(Supplied material begins)

PR #3555, opened 2021-03-31
add errorhandling to cardrefresh plugin

equada:
Currently, if a server error occurs while loading contents in the card-refresh plugin, the overlay just stays and the spinner turns forever. With this change, the overlay will be hidden if an error occurs and there is an error handler function in the settings

### DIFF
--- a/build/js/CardRefresh.js
+++ b/build/js/CardRefresh.js
@@ -36,6 +36,7 @@ const Default = {
   loadOnInit: true,
   responseType: '',
   overlayTemplate: '<div class="overlay"><i class="fas fa-2x fa-sync-alt fa-spin"></i></div>',
+  errorTemplate: '<span class="text-danger"></span>',
   onLoadStart() {},
   onLoadDone(response) {
     return response
@@ -76,6 +77,9 @@ class CardRefresh {
       this._removeOverlay()
     }, this._settings.responseType !== '' && this._settings.responseType).fail((jqXHR, textStatus, errorThrown) => {
       this._removeOverlay()
+      let msg = $(this.__settings.errorTemplate).text(errorThrown)
+      this._parent.find(this._settings.content).empty().append(msg)
+      
       this._settings.onLoadFail.call($(this), jqXHR, textStatus, errorThrown)
     })
 
--- a/build/js/CardRefresh.js
+++ b/build/js/CardRefresh.js
@@ -34,6 +34,7 @@ const Default = {
   content: '.card-body',
   loadInContent: true,
   loadOnInit: true,
+  loadErrorTemplate: true,
   responseType: '',
   overlayTemplate: '<div class="overlay"><i class="fas fa-2x fa-sync-alt fa-spin"></i></div>',
   errorTemplate: '<span class="text-danger"></span>',
@@ -78,8 +79,11 @@ class CardRefresh {
     }, this._settings.responseType !== '' && this._settings.responseType)
     .fail((jqXHR, textStatus, errorThrown) => {
       this._removeOverlay()
-      const msg = $(this._settings.errorTemplate).text(errorThrown)
-      this._parent.find(this._settings.content).empty().append(msg)
+
+      if (this._settings.loadErrorTemplate) {
+        const msg = $(this._settings.errorTemplate).text(errorThrown)
+        this._parent.find(this._settings.content).empty().append(msg)
+      }
 
       this._settings.onLoadFail.call($(this), jqXHR, textStatus, errorThrown)
     })
--- a/build/js/CardRefresh.js
+++ b/build/js/CardRefresh.js
@@ -75,9 +75,10 @@ class CardRefresh {
 
       this._settings.onLoadDone.call($(this), response)
       this._removeOverlay()
-    }, this._settings.responseType !== '' && this._settings.responseType).fail((jqXHR, textStatus, errorThrown) => {
+    }, this._settings.responseType !== '' && this._settings.responseType)
+    .fail((jqXHR, textStatus, errorThrown) => {
       this._removeOverlay()
-      const msg = $(this.__settings.errorTemplate).text(errorThrown)
+      const msg = $(this._settings.errorTemplate).text(errorThrown)
       this._parent.find(this._settings.content).empty().append(msg)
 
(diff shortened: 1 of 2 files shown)


danny007in:
resolve js-lint 🕵🏼

equada:
@danny007in

The html:
```html
<div class="card">
     <div class="card-header">
       <h5 class="card-title">This is a title</h5>
       <button type="button" class="btn btn-primary btn-sm float-right" data-card-widget="card-refresh" data-source="/public/ajax/route"><i class="fas fa-redo"></i> refresh</button>
     </div>
     <div class="card-body">

     </div>
</div>
```
When opening the page, the card starts loading:
image

Then, if for example an error occurs on the server-side (the route `/public/ajax/route`), or basically if the jquery ajax `$.get` request fails in any way, the card is still loading, the overlay stays, eventhough the request is already finished (failed) in the background:

image

The user gets no feedback that something went wrong and the button is behind the overlay. (I know this could be fixed with css z-index but thats not the point).

My fix hides the overlay if something went wrong and gives the developer the opportunity to implement a proper error-handling, which is currently not possible at all

danny007in:
Along with this,
 add background gray to red,
Which represents - Something went wrong.

equada:
@danny007in I'm not quite sure what you mean by this. Sure, the user should get a feedback in some form like I mentioned, but if something went wrong,  the overlay is now hidden to reveal the button (so I cant color the overlay red)

Coloring any other component of the card red, like the card, card-header, card-body or button seems invasive. The Developer should not fear that admin-lte randomly colors something red or gives classes to elements.

My suggestion would be to clear the card-body and put the `errorThrown` inside it, like this:
```js
this._parent.find(this._settings.content).html('<span class="text-danger">'+errorThrown+'</span>')
```

image

Would that be fine?

build/js/CardRefresh.js
```diff
@@ -73,7 +75,13 @@ class CardRefresh {
 
       this._settings.onLoadDone.call($(this), response)
       this._removeOverlay()
-    }, this._settings.responseType !== '' && this._settings.responseType)
+    }, this._settings.responseType !== '' && this._settings.responseType).fail((jqXHR, textStatus, errorThrown) => {
+      this._removeOverlay()
+      const msg = $(this.__settings.errorTemplate).text(errorThrown)
+      this._parent.find(this._settings.content).empty().append(msg)
+
+      this._settings.onLoadFail.call($(this), jqXHR, textStatus, errorThrown)
```
danny007in, line 83: why `onLoadFail`.
`.fail` is enough

build/js/CardRefresh.js
```diff
@@ -73,7 +75,13 @@ class CardRefresh {
 
       this._settings.onLoadDone.call($(this), response)
       this._removeOverlay()
-    }, this._settings.responseType !== '' && this._settings.responseType)
+    }, this._settings.responseType !== '' && this._settings.responseType).fail((jqXHR, textStatus, errorThrown) => {
```
danny007in, line 78: `,fail` nextliine

build/js/CardRefresh.js
```diff
@@ -73,7 +75,13 @@ class CardRefresh {
...
+      this._removeOverlay()
+      const msg = $(this.__settings.errorTemplate).text(errorThrown)
+      this._parent.find(this._settings.content).empty().append(msg)
```
danny007in, line 81: try to make single line

danny007in (changes requested):

build/js/CardRefresh.js
danny007in: also add `.done`

build/js/CardRefresh.js
```diff
@@ -73,7 +75,13 @@ class CardRefresh {
 
       this._settings.onLoadDone.call($(this), response)
       this._removeOverlay()
-    }, this._settings.responseType !== '' && this._settings.responseType)
+    }, this._settings.responseType !== '' && this._settings.responseType).fail((jqXHR, textStatus, errorThrown) => {
+      this._removeOverlay()
+      const msg = $(this.__settings.errorTemplate).text(errorThrown)
```
danny007in, line 80: `__settings` to `_settings`

build/js/CardRefresh.js
equada: because the other event functions are called `onLoadStart` and `onLoadDone` so it seemed logical to me to call it `onLoadFail` ?

danny007in: remove on 0nLoadFail because by default its reponse is same.
but not as loadStart or loadDone.

REJack:
@danny007in is this ready to merge too?

build/js/CardRefresh.js
danny007in: @REJack does onLoadFail is required or not

build/js/CardRefresh.js
```diff
@@ -36,10 +36,12 @@ const Default = {
   loadOnInit: true,
   responseType: '',
   overlayTemplate: '<div class="overlay"><i class="fas fa-2x fa-sync-alt fa-spin"></i></div>',
+  errorTemplate: '<span class="text-danger"></span>',
```
danny007in, line 39: add
`showErrorTemplate: true`

danny007in, line 39: add docs to it

build/js/CardRefresh.js
```diff
@@ -74,6 +76,13 @@ class CardRefresh {
       this._settings.onLoadDone.call($(this), response)
       this._removeOverlay()
     }, this._settings.responseType !== '' && this._settings.responseType)
+    .fail((jqXHR, textStatus, errorThrown) => {
+      this._removeOverlay()
+      const msg = $(this._settings.errorTemplate).text(errorThrown)
```
danny007in, line 81: if statement `showErrorTemplate`

danny007in (changes requested):

build/js/CardRefresh.js
REJack: I would stay with it, then you can trigger alerts or something else with this.

danny007in (approved):

equada:
@danny007in Thank you for completing the requested changes!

(Supplied material ends)

#### [Task directions]
Out of the data above, return each line where the word "public" can be found.

#### [Task response]
       <button type="button" class="btn btn-primary btn-sm float-right" data-card-widget="card-refresh" data-source="/public/ajax/route"><i class="fas fa-redo"></i> refresh</button>
Then, if for example an error occurs on the server-side (the route `/public/ajax/route`), or basically if the jquery ajax `$.get` request fails in any way, the card is still loading, the overlay stays, eventhough the request is already finished (failed) in the background:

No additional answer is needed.